Затянулась слякотная осень. Декабрь в полную силу входит, а - ни снежинки. Заждались. Но сегодня, наконец, подморозило и, ближе к вечеру, вот они – первые благословенные желанные хлопья. Снег! Всё сильнее и сильнее. Вот уж и соседнего дома почти не разглядеть за белой завесой. И вдруг - видение что ли! В этой зыбкой круговерти сумерек и снежного марева промелькнул всадник на высоком коне. Лихо промчался в конец улицы и – назад. Я, прильнув к стеклу, успела рассмотреть в наезднике подростка с кудрявой непокрытой головой.
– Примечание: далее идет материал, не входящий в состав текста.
PR #1889, opened 2026-08-27
[release-2.6] Add configurable StartupProbe and LivenessProbe to Module CR

TomerNewman:
Add optional StartupProbe and LivenessProbe fields to CommonContainerSpec, allowing operators to customize probe timing for DevicePlugin containers. When nil, falls back to current defaults.

---


TomerNewman:
/override ci/prow/security
failed on a test file

PR #1899, opened 2026-09-07
Adding network policies for KMM operator

TomerNewman:
Adding Network Policies for KMM and KMM-HUB controllers to be deployed via the makefile and via bundle

---


yevgeny-shnaidman:
we did not had network policies in KMM prior to this commit?

TomerNewman:
These are for the operator not operand

TomerNewman:
/hold
I tested it against 4.21 and 4.12 and it seems to work, lets wait with the merge until we are sure it will pass the release

TomerNewman:
edit, lets wait for feb 2027, releasing until then with NPs is blocked

PR #1912, opened 2026-09-10
Support configurable SecurityContext for DevicePlugin containers

TomerNewman:
Add an optional SecurityContext field to DevicePluginContainerSpec. When set, it overrides the default privileged security context for DevicePlugin containers. When nil, the existing privileged: true default is preserved.

Note: upstream also adds this for DRA containers, but 2.6 does not support DRA, so that part was dropped from this cherry-pick.

---

/assign @yevgeny-shnaidman


TomerNewman:
/override ci/prow/e2e-hub
/override ci/prow/operator-hub-upgrade

fails to install ACM, skipping for now since it blocks the release.

TomerNewman:
/override ci/prow/e2e-hub
/override ci/prow/operator-hub-upgrade

fails to install ACM, skipping for now since it blocks the release.

PR #1913, opened 2026-09-14
Switch to server-side apply for kubectl install/deploy commands

TomerNewman:
Client-side apply stores the full manifest in the
last-applied-configuration annotation, capped at 256KB. The Module and ManagedClusterModule CRDs haven't hit that limit yet, but the pending configurable SecurityContext change (#1323) will push them over it and break kubectl apply.
 Switch to --server-side --force-conflicts preemptively, since it tracks field
ownership on the API server instead and isn't subject to this limit.

---

/cc @yevgeny-shnaidman 
/assign @yevgeny-shnaidman


TomerNewman:
/override ci/prow/e2e-hub

fails to install ACM, skipping for now since it blocks the release.

PR #1918, opened 2026-09-15
Stage modprobedDir in worker pods and set Privileged

NataliShemtov:
When modprobedDir is set, the init container validates and copies
regular files into shared tmp, and both load and unload worker pods
run Privileged. When modulesLoadingOrder is set, softdep.conf is
always a file-level mount so /etc/modprobe.d stays writable.

This is a manual cherry pick for this [Upstream](https://github.com/kubernetes-sigs/kernel-module-management/pull/1345)

Upstream-Commit: 036ff6b24884bcc9c83f6d0d6b38db9a22484351


NataliShemtov:
opened a manual one since there was an issue with #1917

PR #1934, opened 2026-09-22
Introducing InitramfsModule CRD

yevgeny-shnaidman:
This CRD will be used in the initramfs upgrade scenario


api/v1beta1/initramfsmodule_types.go
```diff
@@ -0,0 +1,118 @@
...
+
+// InitramfsNodeStatus is the observed initramfs state for one node.
+type InitramfsNodeStatus struct {
+	Name string `json:"name"`
+
+	// +optional
+	KernelVersion string `json:"kernelVersion,omitempty"`
+
+	InitramfsCreated bool `json:"initramfsCreated"`
+	InitramfsApplied bool `json:"initramfsApplied"`
```
TomerNewman: what about InitramfsFailed?

TomerNewman: maybe instead of bools you can use status.conditions?

api/v1beta1/initramfsmodule_types.go
```diff
@@ -0,0 +1,118 @@
...
+// InitramfsModuleSpec describes out-of-tree kernel modules to place into initramfs.
+type InitramfsModuleSpec struct {
+	// Selector limits which nodes receive the generated initramfs.
+	// Empty or omitted targets worker nodes.
+	// +optional
+	Selector map[string]string `json:"selector,omitempty"`
+
+	// ModuleNames are the OOT kernel modules to extract and load
+	// (.ko basename without .ko).
+	// +kubebuilder:validation:MinItems=1
```
TomerNewman, line 33: I would add 
// +kubebuilder:validation:UniqueItems=true
// +kubebuilder:validation:items:Pattern=`^[A-Za-z0-9_-]+$`

TomerNewman (approved):

PR #1138, opened 2016-02-23
Allow user to swap back to legislature list on instance create page

### LINKED ISSUE #1126: add ability to redraw legislature list
when you are creating a new instance, 
first show a list of country and all seem ok, but if you click on the link called "I have my own suitably formatted popolo" the list change to an input field and you can't go back for the country list.

struan:
Add a link to re-show the legislature list and hide the manual popolo
list.

Fixes #1126


chrismytton:
Awesome! :+1:

Issue #1091, opened 2015-07-03
Set a default language based on a config in the instance


lfalvarez:
So for example in http://infoszab.writeinpublic.com would try to automatically set Hungarian as the default language.

tmtmtmtm:
Suggested steps (via @dracos)

* Add a database column (presumably to WriteItInstanceConfig model) to store the language code for that instance
* Subclass Django's LocaleMiddleware and add a step to its process_request function to, if on an instance subdomain, add a fallback to that instance's language rather than just the LANG_CODE.
* Use that middleware rather than the built-in one.

tmtmtmtm:
@michalskop do you already have some instances already created that you'd like us to test this with?

michalskop:
http://plasy-2014.writeinpublic.com/

PR #1141, opened 2016-03-30
Allow instances to set a default language

chrismytton:
screen shot 2016-03-30 at 16 18 30

This adds a piece of middleware which checks the instance for a default language and sets that on the request if there isn't a translation for the users' default language.

Fixes https://github.com/ciudadanointeligente/write-it/issues/1091

### DIFF
--- a/nuntium/middleware.py
+++ b/nuntium/middleware.py
@@ -13,9 +13,21 @@ class InstanceLocaleMiddleware(LocaleMiddleware):
         except WriteItInstanceConfig.DoesNotExist:
             default_language = settings.LANGUAGE_CODE
 
+        # Django 1.6 doesn't provide a nice way to hook into the language
+        # selection process to override it with a default. So instead we add
+        # a default language to the session and then remove it again after
+        # running 'get_language_from_request'.
+        did_override_session_language = False
+
         if not request.session.get('django_language', None):
             request.session['django_language'] = default_language
+            did_override_session_language = True
+
         language = translation.get_language_from_request(
             request, check_path=check_path)
+
+        if did_override_session_language:
+            del request.session['django_language']
+
         translation.activate(language)
         request.LANGUAGE_CODE = translation.get_language()
--- a/nuntium/middleware.py
+++ b/nuntium/middleware.py
@@ -1,0 +1,21 @@
+from django.middleware.locale import LocaleMiddleware
+from django.utils import translation
+from django.conf import settings
+
+from nuntium.models import WriteItInstanceConfig
+
+
+class InstanceLocaleMiddleware(LocaleMiddleware):
+    def process_request(self, request):
+        check_path = self.is_language_prefix_patterns_used()
+        try:
+            default_language = WriteItInstanceConfig.objects.get(writeitinstance__slug=request.subdomain).default_language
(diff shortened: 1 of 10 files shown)


nuntium/middleware.py
```diff
@@ -0,0 +1,33 @@
...
+        try:
+            default_language = WriteItInstanceConfig.objects.get(writeitinstance__slug=request.subdomain).default_language
+        except WriteItInstanceConfig.DoesNotExist:
+            default_language = settings.LANGUAGE_CODE
+
+        # Django 1.6 doesn't provide a nice way to hook into the language
+        # selection process to override it with a default. So instead we add
+        # a default language to the session and then remove it again after
+        # running 'get_language_from_request'.
+        did_override_session_language = False
```
dracos: I'm assuming you want this "default" to take precedence to a user's browser setting, but still overrideable by the URL; in which case, this is okay, though I wonder if it might be clearer to copy the first bits of `get_language_from_request` into here? Then if there's a language in the URL it doesn't have to do any database look up. Something like:

```python
def process_request(self, request):
   """Same as parent, except calling our own get_language_from_request"""
    check_path = self.is_language_prefix_patterns_used()
    language = self.get_language_from_request(
        request, check_path=check_path)
    translation.activate(language)
    request.LANGUAGE_CODE = translation.get_language()

def get_language_from_request(request, check_path=False):
    from django.conf import settings
    supported = SortedDict(settings.LANGUAGES)

    if check_path:
        lang_code = translation.get_language_from_path(request.path_info, supported)
        if lang_code is not None:
            return lang_code

    try:
        lang_code = WriteItInstanceConfig.objects.get(writeitinstance__slug=request.subdomain).default_language
    except WriteItInstanceConfig.DoesNotExist:
        lang_code = None

    # Same behaviour as session entry – (Django aside: not sure why this doesn't use get_supported_language_variant like cookie does?)
    if lang_code in supported and lang_code is not None and translation.check_for_language(lang_code):
        return lang_code

    # Call with check_path False as we've already done that above!
    return translation.get_language_from_request(request, check_path=False)
```

nuntium/middleware.py
```diff
@@ -0,0 +1,33 @@
...
+
+        if not request.session.get('django_language', None):
```
dracos: This will change if Django is updated (it's now `_language`), so I'd add a note to this effect.

nuntium/user_section/forms.py
```diff
@@ -41,6 +42,18 @@
 
 
 class WriteItInstanceBasicForm(ModelForm):
+    language = ChoiceField(choices=settings.LANGUAGES)
+
+    def __init__(self, *args, **kwargs):
+        kwargs['initial']['language'] = kwargs['instance'].config.default_language
```
dracos: If this form is ever used for creation, not just editing, instance won't exist. Could just check it exists before setting this line?

dracos:
Current test issues (ah, I see you've committed something for that already) and new tests missing as you say aside, looks okay to me :)

chrismytton:
@dracos Thanks for the review. We went with your suggestion in the end and overrode `get_language_from_request`, much nicer than messing around with the session! Have also addressed your other points and added some tests.

Issue #718, opened 2015-04-03
Update to Django 1.8


duncanparkes:
Now that Django 1.8 has been released, 1.6 is no longer supported, and won't get security fixes. We should update to 1.8, which is the new LTS release.

lfalvarez:
What does it take to upgrade to Django 1.8? change something with migrations?

duncanparkes:
I usually go through the changelog with a fine-toothed comb grepping the codebase for anything which I think might be a problem. Having said that, you have a pretty good test suite, so perhaps we trust that it would work sufficiently well if all the tests pass?

PR #1158, opened 2016-07-05
Pin django-nose to the last version that works with Django < 1.7

mhl:
As of django-nose/django-nose@7f205f1b16e641a7b1 support for Django
earlier than 1.7 was dropped, but write-it is still using Django
1.6.10 (which is no longer supported, but that's another issue: #718)
django-nose 1.4.3 is the last version that works with Django 1.6.


chrismytton:
Looks good 👍

PR #1160, opened 2016-07-05
Switch to using container-based builds on Travis

mhl:
These are much faster to start up than builds on the legacy
infrastructure; the .travis.yml doesn't use sudo anyway, so this should
work fine.


chrismytton:
🚀 👍

PR #1162, opened 2016-07-06
Move some models to a new instance app to avoid circular dependencies

mhl:
There was an unnecessary circular dependency between the 'nuntium' and
'contactos' Django apps:
    
   contactos.Contact needs nuntium (for nuntium.WriteItInstance)
   nuntium.OutboundMessage needs contactos (for contactos.Contact)
    
This wouldn't be a big deal, except that when we're migrating to Django
1.7 it means that makemigrations generates multiple initial migrations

Память невольно отозвалась заветными рубцовскими строками : «… промчался какой-то таинственный всадник, неведомый отрок, и скрылся в тумане полей…».
Это сынишка фермера, купившего недавно крайний дом Лукьяновых - догадалась я. У него, говорят, большое хозяйство: и лошадь с жеребёнком, и коровы, и овцы, и птица всякая. Детям пора пришла в старшие классы поступать, вот и перебрался он в райцентр из, обезлюдевшего в последние годы, бывшего колхоза «Победитель».
***
Как в детстве, помню, бежали мы, ребятишки, по дороге, поросшей муравой, за нечаянно завернувшей на деревенскую улицу легковушкой с брезентовым верхом, так сегодня покорила меня картина неожиданно промчавшегося, прямо перед взором моим, коня с гордо поднятой головой и развевающейся гривой.
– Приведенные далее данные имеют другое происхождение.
PR #1163, opened 2016-07-06
Upgrade to Django 1.7.11 (depends on #1162)

mhl:
Once #1162 has been merged, deployed to all of our installations
of write-it, and we're happy that's working fine, this pull request
should do the upgrade to Django 1.7.

This is a fairly significant upgrade, since it's the one where we switch
from database migrations based on South to its replacement, the new
Django core migrations. It's best to do this upgrade and check it's all
working and then do the upgrade to Django 1.8 afterwards.

The trickiest bit of this is that it requires an update to django-tastypie
which needs some corresponding updates to write-it's tastypie resources.

Note that I haven't been exhaustively through
everything in the release notes;
since there's such good test coverage, hopefully this has caught any
major problems.

Connects to: #718


chrismytton:
All looks to be in working order 👍  🚀

PR #1164, opened 2016-07-06
Allow anonymous users

struan:
Changes required to allow users to submit messages with no author name attached.

### DIFF
--- a/nuntium/forms.py
+++ b/nuntium/forms.py
@@ -108,9 +108,18 @@ class DraftForm(ModelForm):
         widgets = {
             'content': Textarea(attrs={'class': 'form-control', 'required': 'True'}),
             'subject': TextInput(attrs={'class': 'form-control', 'required': 'True'}),
-            'author_name': TextInput(attrs={'class': 'form-control', 'required': 'True'}),
+            'author_name': TextInput(attrs={'class': 'form-control'}),
             'author_email': EmailInput(attrs={'class': 'form-control', 'required': 'True'}),
         }
+
+    def __init__(self, allow_anonymous_messages, *args, **kwargs):
+        super(DraftForm, self).__init__(*args, **kwargs)
+        self.allow_anonymous_messages = allow_anonymous_messages
+
+    def clean_author_name(self):
+        if not self.allow_anonymous_messages and self.cleaned_data['author_name'] == '':
+            raise ValidationError(_('Author name is required'), code='name_required')
+        return self.cleaned_data['author_name']
 
 
 class PreviewForm(ModelForm):
--- a/nuntium/models.py
+++ b/nuntium/models.py
@@ -108,7 +108,7 @@ class Message(models.Model):
     """Message: Class that contain the info for a model, \
     despite of the input and the output channels. Subject \
     and content are mandatory fields"""
-    author_name = models.CharField(max_length=512)
+    author_name = models.CharField(max_length=512, default='', blank=True)
     author_email = models.EmailField()
     subject = models.CharField(max_length=255)
     content = models.TextField()
--- a/nuntium/models.py
+++ b/nuntium/models.py
@@ -176,6 +176,13 @@ class Message(models.Model):
         return people
 
     @property
+    def author_name_for_display(self):
+        name = self.author_name
+        if name == '':
+            name = _('Anonymous')
+        return name
+
+    @property
     def outbound_messages(self):
         no_contact_oms = NoContactOM.objects.filter(message=self)
         outbound_messages = OutboundMessage.objects.filter(message=self)
@@ -264,7 +271,7 @@ class Message(models.Model):
 
         context = {
             'owner_name': self.writeitinstance.owner.username,
-            'author_name': self.author_name,
+            'author_name': self.author_name_for_display,
             'author_email': self.author_email,
             'recipients': u', '.join([x.name for x in self.people]),
             'subject': self.subject,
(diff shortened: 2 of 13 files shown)


struan:
At the moment this doesn't link from Anonymous messages to other messages by the same user, and indeed, if you try to do so you get a 404. We need to decide if that's the behaviour we want.

Also, I suggest waiting till the Django 1.7 upgrade work is complete and then we can update the migration in this before merging.

nuntium/models.py
```diff
@@ -108,7 +108,7 @@ class Message(models.Model):
     """Message: Class that contain the info for a model, \
     despite of the input and the output channels. Subject \
     and content are mandatory fields"""
-    author_name = models.CharField(max_length=512)
+    author_name = models.CharField(max_length=512, default='', blank=True)
```
mhl: I think Django will want to generate a migration for this change, but it's not in this PR.

nuntium/forms.py
```diff
@@ -108,10 +108,19 @@ class Meta:
...
+            'author_name': TextInput(attrs={'class': 'form-control'}),
             'author_email': EmailInput(attrs={'class': 'form-control', 'required': 'True'}),
         }
 
+    def __init__(self, allow_anonymous_messages, *args, **kwargs):
+        super(DraftForm, self).__init__(*args, **kwargs)
+        self.allow_anonymous_messages = allow_anonymous_messages
+
+    def clean_author_name(self):
+        if not self.allow_anonymous_messages and self.cleaned_data['author_name'] == '':
```
mhl: Maybe this is clearer as:

```python
    if not (self.allow_anonymous_messages or self.cleaned_data['author_name']):
```

... or that might just be me.

nuntium/tests/see_all_messages_from_a_person_tests.py
```diff
@@ -45,6 +45,46 @@ def test_get_all_messages_from_a_person_view(self):
...
+        url = reverse('all-messages-from-the-same-author-as', subdomain=self.message.writeitinstance.slug,
+            kwargs={
+                'message_slug': self.message.slug
+            })
+
+        response = self.client.get(url)
+        self.assertEquals(response.status_code, 200)
+        self.assertIn('message_list', response.context)
+        self.assertEquals(len(response.context['message_list']), 1)
+        self.assertEquals(response.context['message_list'][0].id, 2)
```
mhl: As well as just checking the length of the messages here, for safety I'd add an `assertNotIn('A message', response)` (and similarly for the next test) to make sure that's not listed even if someone changes the test setup.

nuntium/views.py
```diff
@@ -264,6 +264,10 @@ def get_queryset(self):
         qs = qs.filter(writeitinstance=self.writeitinstance).\
             filter(public=True).filter(confirmated=True).\
             filter(author_email=self.message.author_email)
+        if self.message.author_name == '':
+            qs = qs.filter(author_name='')
+        else:
+            qs = qs.exclude(author_name='')
```
mhl: I would be more comfortable with not allowing messages which are anonymous from being linked to others from the same email address via this view. I can imagine that the clustering of interests of a correspondent might reduce their anonymity. Maybe there's already been some discussion of this though?

struan: Isn't that what 	29a34b6 does?

nuntium/tests/see_all_messages_from_a_person_tests.py
```diff
@@ -65,6 +66,7 @@ def test_anonymous_messages_not_listed_from_non_anonymous_link(self):
         self.assertEquals(len(response.context['message_list']), 1)
         self.assertEquals(response.context['message_list'][0].id, 2)
 
+    @skip("we don't allow links to all authors for anonymous messages")
```
mhl: Sorry, I don't follow why this test is being skipped now?

mhl: Oh, because the links would have been on a page that you're making 404

mhl:
What's here looks OK to me - I've just left a few small comments. However, by its nature it's a tough one to be sure that there's nothing missed that might affect anonymization. (I mean, I've grepped for `author_name` and didn't spot anything else significant, but could easily have missed things that way.)

nuntium/views.py
mhl: Yep, but I was reviewing commit-by-commit so hadn't got there yet :)

JenMysoc:
Can this be merged now?

mhl:
This was merged a while ago - the branch must have been rewritten and merged without updating this topic branch. The merged commits are:

* 3ffb190 - add some extra checks to anonymous thread tests (2 weeks ago) \<Struan Donald>
* 983e187 - test for notification of answer to anonymous message (2 weeks ago) \<Struan Donald>
* a89c23d - add and use author_name_for_display property (2 weeks ago) \<Struan Donald>
* 9ac71e6 - handle anonymous users in message detail title (2 weeks ago) \<Struan Donald>
* e4109a7 - return a 404 for all messages by person for anonymous messages (2 weeks ago) \<Struan Donald>
* 050f5a7 - test From on message thread correct for anonymous messages (2 weeks ago) \<Struan Donald>
* 3e63032 - do not display anonymous messages alongside non anonymous ones (2 weeks ago) \<Struan Donald>
* 9a67fd8 - handle anonymous authors in the message display template (2 weeks ago) \<Struan Donald>
* 50c8890 - update message form to validate author name (2 weeks ago) \<Struan Donald>
* 09a2b01 - update message model to allow blank author name (2 weeks ago) \<Struan Donald>
* df25173 - instance config option to allow anonymous user names (2 weeks ago) \<Struan Donald>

Теперь машин разнообразных марок на улице не счесть. И тяжёлые самолёты с недалёкого аэродрома привычно и тревожно бороздят нынче небо над нашими головами, вместо редкого «аэроплана», которому, все детишки, как один, восторженно махали руками.
А вот лошадь в нашей деревне теперь – редкость.
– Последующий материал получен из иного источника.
PR #1166, opened 2016-07-07
WIP Add a custom_stylesheet template tag to load instance css

struan:
This add a a templatetag which checks for an instance specific
stylesheets in /static/{instance_name}/css/custom.css. If this is
present then it outputs the link tag to load the stylesheet otherwise an
empty string.

### DIFF
--- a/nuntium/templatetags/nuntium_tags.py
+++ b/nuntium/templatetags/nuntium_tags.py
@@ -1,6 +1,9 @@
 import os
+import re
 from django import template
 from django.conf import settings
+from django.core.exceptions import SuspiciousOperation
+from django.utils.translation import ugettext_lazy as _
 from django.contrib.staticfiles import finders
 from contactos.models import Contact
 from django.db.models import Q
@@ -47,6 +50,12 @@ def custom_stylesheet(context):
         subdomain = context['request'].subdomain
     except AttributeError:
         return output
+
+    if not subdomain:
+        return output
+
+    if re.search(r'[^_a-zA-Z0-9\-]', subdomain):
+        raise SuspiciousOperation(_('Invalid subdomain for custom CSS'))
 
     path = os.path.join(subdomain, 'css/custom.css')
     file_path = finders.find(path)
--- a/nuntium/templatetags/nuntium_tags.py
+++ b/nuntium/templatetags/nuntium_tags.py
@@ -43,10 +43,15 @@ def assignment_url_with_subdomain(context, view, subdomain=UNSET, *args, **kwarg
 @register.simple_tag(takes_context=True)
 def custom_stylesheet(context):
     output = ''
-    if hasattr(context['request'], 'subdomain') and context['request'].subdomain is not None:
-        path = os.path.join(context['request'].subdomain, 'css/custom.css')
-        file_path = finders.find(path)
-        if file_path is not None:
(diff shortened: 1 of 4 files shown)


struan:
I'm not totally sure about the location for the files here, but putting them under the static directories of the apps didn't seem like the right place.

nuntium/templatetags/nuntium_tags.py
```diff
@@ -35,3 +38,15 @@ def join_with_commas(obj_list):
 @register.assignment_tag(takes_context=True)
 def assignment_url_with_subdomain(context, view, subdomain=UNSET, *args, **kwargs):
     return subdomainsurls(context, view, subdomain, *args, **kwargs)
+
+
+@register.simple_tag(takes_context=True)
+def custom_stylesheet(context):
+    output = ''
+    if hasattr(context['request'], 'subdomain') and context['request'].subdomain is not None:
```
mhl: I _think_ it's more Pythonic / duck-typing-style to just try to access the attribute rather than test with hasattr. So I might write this as:

```
try:
    subdomain = context['request'].subdomain
except AttributeError:
    return output
```

... and then use `subdomain` rather than `context['request'].subdomain` in the rest.

nuntium/templatetags/nuntium_tags.py
```diff
@@ -35,3 +38,15 @@ def join_with_commas(obj_list):
...
+        path = os.path.join(context['request'].subdomain, 'css/custom.css')
```
mhl: I've tried to convince myself that the subdomain can't be manipulated to contain any characters that might cause problems, but that's relatively tricky for me to do, anyway.  To be defensive, I think I'd put in a check that the subdomain only contain a limited range of characters (`[-_a-zA-Z]` perhaps?) and rather an exception otherwise.

writeit/settings.py
```diff
@@ -88,8 +88,11 @@
 # Example: "http://example.com/static/", "http://static.example.com/"
 STATIC_URL = '/static/'
 
+INSTANCE_STATIC = os.path.abspath(os.path.join(BASE_DIR, '..', 'static'))
+
 # Additional locations of static files
 STATICFILES_DIRS = (
+    INSTANCE_STATIC,
```
mhl: The new `instance` app contains the model that represents a subdomain, so perhaps it would be simpler to say custom CSS for subdomains has to go under: `instance/static/` - then you wouldn't need this change.

nuntium/templatetags/nuntium_tags.py
mhl: I'd have a slight preference for the paths to be like:

    css/custom/australia-representatives.css
    css/custom/kenyan-politicians.css

... rather than:

    australia-representatives/css/custom.css
    kenyan-politicians/css/custom.css

... especially if you switch to suggesting they go under `instance/static`, which might have other CSS there at some point.

struan: My reasoning for this was that if you want to add quite a bit of custom static content - e.g images etc, being able to group it all in one place would make things easier to manage.

writeit/settings.py
struan: yup, that makes some sense.

mhl:
This has been merged as d1a62f5b9afa so I'm closing it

Хотя, был здесь, когда-то, табун лошадей. Стояла на отшибе от жилья конюшня и хозяйничал в ней дед Савелий, человек суровый, неразговорчивый. Впрочем, только таким, считали мы, и должен быть конюх, выводящий во двор громадного жеребца по имени Граф, породы «брабансон», и запрягал его в особую огромную повозку для транспортировки брёвен или мешков с цементом. Сокращая неблизкий путь до школы, мы частенько бегали тропинкой мимо Савельевых владений, с уважением поглядывая на тяжеловоза.
Куда потом подевался Граф, а также десятка два покорных лошадок, многие годы исправно вершивших нехитрую деревенскую работу на огородах, при заготовке сена, перевозке бидонов с молоком... Мы знали их по именам, баловали с ладошки сухариком или кусочком сахарка. В метельные дни они доставляли малышей в школу. Нам доверяли их для сбора макулатуры. По воскресеньям ребята постарше ездили в соседние деревни «книжным десантом», распространяя художественную литературу.
И нарядные тройки разъезжали на празднике « Русской зимы».
Как близки и понятны нам были хрестоматийные имена толстовского Холстомера; лермонтовского Карагёза – коня Казбича; Карюхи - М.Алексеева; всё понимающей лошадки чеховского возчика Ионы... А ведь была ещё гоголевская «птица-тройка» !
Ах, безвестные наши лошадки - труженицы!
Теперь, вроде бы, лошадь, напротив, набирает популярность в городе. Но это кони иной породы . Мода, престиж, конный спорт!
Вот какие воспоминания навеял мне « неведомый отрок» в этот чудный зимний вечер. Стемнело и теперь, уже в свете фонаря, продолжают кружиться крупные хлопья снега в своём волшебном неповторимом хороводе.